Monday, April 20, 2020

4 Tips for Guiding Your Teen through Difficult Behavior

There is no escaping the fact that the teenage years can prove especially trying for both the teenager themselves as well as their parents. From peer pressure and experimenting with drugs and alcohol to mental health issues such as depression and anxiety, there are likely to be several challenges along the way. The question is, how do you, as a parent, effectively guide your teen through this challenging behavior so that they come out relatively unscathed on the other side? Here are a few tips.

Keep lines of communication open

Your teen will likely start becoming more secretive about their personal lives, the older that they get. Do not pry or try to force them to open up to you. Instead, let them know that your ‘door’ is always open and that you are happy to listen without judgment if ever they need to talk.

Try not to take their behavior personally

The chances are slim that their behavior is the way it is simply to upset you. So, try your best not to take it personally. If you do, you are almost certain to respond in anger, which will only push your teen further away.

Seek help when necessary

It is essential to seek out professional assistance if ever you worry that something is not quite right with your teen. This may mean that you suspect that they are addicted to drugs or alcohol, or that they are suffering from an eating disorder or anxiety and depression. Regardless of the problem at play, the point is that neither you nor your teen will be adequately equipped to ensure a swift and full recovery. The good news is that there are several drug treatment centers for teens in the USA. Ignite Treatment Centers are an excellent example to consider.

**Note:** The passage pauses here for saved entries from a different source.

PR #303, opened 2022-06-14
Simplify printing

### LINKED ISSUE #292: pretty.<class> documentation can be simplified
As part of https://github.com/tidymodels/spatialsample/pull/20 we decided to remove the documentation for spatialsample `pretty()` methods, given that neither spatialsample or rsample document their `print()` methods and it removes some repetitiveness when adding new `pretty()` methods. 

We thought it might be useful to do the same here, removing most of the roxygen around each `pretty()` method and just exporting them silently instead. For instance, this:

https://github.com/tidymodels/rsample/blob/a4bb47b6bbf0cb79bd17ca456db1af73bf5f11b7/R/labels.R#L94-L98

Becomes this:

https://github.com/tidymodels/spatialsample/blob/main/R/labels.R#L1-L2

mikemahoney218:
This PR closes #292 by removing the roxygen tags (save `@export`) from `pretty` methods, and by moving all `print` and `pretty` methods to a new file `printing.R`. 

I left the print method for rsplits in `rsplit.R`, because that feels like its own _thing_ in a way these other methods don't, but I'm not married to that decision.


juliasilge:
The `gather.rset` was deprecated in rsample and removed in tidyposterior in tidymodels/tidyposterior#53, but that's not on CRAN yet (only on GH).

For the error itself, it looks like all the `pretty` methods got un-exported (check out the NAMESPACE file). We do still need to export those. Can you restart R and then `devtools::document()` again?

mikemahoney218:
Hmm, so we still have the S3 methods registered ( https://github.com/tidymodels/rsample/blob/mike/292/NAMESPACE#L26-L39 ) and `devtools` doesn't export `pretty` separately when we document things this way. That lines up with how things are in spatialsample ( https://github.com/tidymodels/spatialsample/blob/main/NAMESPACE ), since I _think_ they shouldn't be importing S3 methods, but just using the base generic?

mikemahoney218:
I don't _think_ tidyposterior needs to import these, either -- testing against CI in 
https://github.com/mikemahoney218/tidyposterior/actions/runs/2498414288

If you think this change would be OK, I can also open a PR on the tidyposterior repository

juliasilge:
Oh gosh, what is even going on -- I hadn't noticed that all the pretty methods were in the NAMESPACE twice, or that tidyposterior imported pretty methods. 🫠

I did spring cleaning on tidyposterior in March so I hope it's not too painful, but yes, if you can do a PR over there, that would be great. We use the GH version in the pkgdown site here, so that should be OK.

mikemahoney218:
There's a challenge with an orphaned CRAN package giving a warning, but based on CI this change is pretty painless: https://github.com/tidymodels/tidyposterior/pull/59

juliasilge:
I'm running revdepchecks on this branch to see if this is good to go. I can't check tidyposterior no matter what, [because it can't be installed, it looks like](https://github.com/tidymodels/rsample/blob/main/revdep/cran.md).

PR #310, opened 2022-06-23
Remove balance

### LINKED ISSUE #309: Should we pull `balance` out of `group_vfold_cv()` for 1.0?
I'm losing a bit of my confidence that `balance`, as it currently exists in `group_vfold_cv()`, is going to be what we want to support long-term. Given that, should we pull the `balance` option from this coming release, and then add it back when we implement the rest of our grouping?

There are two main challenges with the current approach:

1. Right now, the two options (`groups` and `observations`) don't need to incorporate any arguments other than an index of the data, a corresponding vector of group IDs, and `v`. As we expand to `mc_cv()` and `initial_split()`, we're going to need to find a way to incorporate `prop` as an argument, and I think we want to incorporate `strata` as well (to assign groups to folds based on stratified variables). Having a character vector of options for `balance` makes dealing with this a bit challenging without introducing complex dependencies between arguments.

Avoid being too restrictive

Almost every teenager will rebel against authority at some point or another. In most cases, this rebellion takes place simply because they want to prove their independence and go against the rules. This is why being too restrictive on their behaviors and lifestyles can have the opposite effect than you intend. By forbidding them from going out with their friends, there is a higher chance that they will sneak out of the house to do so anyway. By banning them from touching alcohol, they are more likely to engage in excessive underage drinking behind your back.

Instead of telling them what not to do, focus your attention on giving them guidance to behave decently. For instance, do not tell them not to go near drugs. Tell them that a clean and sober mind is key to excelling in school and making smart decisions. Instead of telling them that they cannot go out, tell them that you have great trust in them and that you know they will be home by their curfew.

You will be amazed at the difference that this particular approach to controlling your teen has on both your lives.

Implement these tips, and you are sure to have a much easier time in terms of helping your teen to navigate their way through these difficult years. Best of luck.


Liz Mays said...

About being's sort of a pick your battles game, isn't it?

An Apel a Day said...

@Liz yes it is a pick your battles thing. Thankfully my boys are ok with being at home. I know they look annoyed in the photo, but that's because I gave them tasks to do.

Theresa Mahoney said...

I am so thankful that both of my girls were (are) super easy to raise. When I had Leah though, omg. Every day was a pick your battles kind of day. Nothing could get through to that child, even extensive medications and therapy. Not that she's a horrible kid, she's just a sociopath and that is something I was not equipped to deal with.